What the film then does right up until its final few frames is walk a very fine line between ambiguity and objectivity, as we are never quite sure if the quasi-supernatural religious elements of the narrative are really happening or are just the delusions of someone so far disconnected from the rest of the world. When Maud prays to God she experiences what can only be described as sexual ecstasy. We aren't sure if we are led to believe her experience of levitation and religious heights is a legitimate religious experience or the result of an epileptic fit triggered by fireworks. Is the voice of God (which is apparently Mrofydd Clark speaking Welsh, pitched down) a real thing, or is it delusion? These questions become more and more about plot elements absolutely central to the narrative as it develops, lending the film not only a real sense of mystery and tension, but also a deep sense of melancholy. Maud is, to the other characters and to us, a person of real pity, and part of the tension of the film is figuring out if we are meant to either feel sorry for her or be intimidated by her. 

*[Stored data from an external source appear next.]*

PR #1998, opened 2018-02-02
Fix to also check for boolean-"is" methods for Help

idodeclare:
Hello,

Please consider for integration this fix so that `ConfigurationHelp` also checks for "is" methods.

Thank you.


tarzanek:
merging, good fallback

PR #2001, opened 2018-02-02
Close stream. Buffer directly from File. Fix arg.

idodeclare:
Hello,

Please consider for integration this patch to use try-with-resources for a `FileInputStream` in `FileHistoryCache`, to revise so `Buffered...` objects are directly above `File`, and to fix a wrong arg.

For the "wrong arg", the fix has no true effect because the argument is ignored anyway by `FileHistoryCache.getHistory(File, boolean, boolean)`, but it was counterintuitive without the fix.

Thank you.


tarzanek:
thank you for the quick fix, merging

It does a really great job of hinting at the past traumas that inform her life in a way that supplies the emotional backstory while leaving the mystery intact. In terms of narrative, that is all I am going to say, because I really was compelled by my complete lack of knowledge of where this film was going from just about the half way mark. Suffice it to say that I was completely shocked, in awe, and disturbed in a way that I really wasn't expecting. In terms of horror cinema, there are staples; a big, empty house at night, small amounts of wince-inducing injury detail, visual nods to classic possession cinema, and a heroine that feels like she could unravel at any point. Ideas of obsession and blind faith are collided in a way that results in some of the most uncomfortable character moments I've seen in a while, and they elevate what visually is nothing groundbreaking in terms of horror cinema to something really unique and interesting. The score is worth mentioning, too; there are moments when it swells and starts cranking the tension without any visual indication of what we are meant to be wary of, something that pays off more and more as the film continues, creating a real sense of paranoia and tension. 

It's a film that I haven't really stopped thinking about since I saw it the other day, and one that I really want to dissect in terms of its ending. I won't do that here, because I really think that you should just go and see it and dive into the conversation that it will inevitably start between you and whoever you see it with. It's really extraordinary.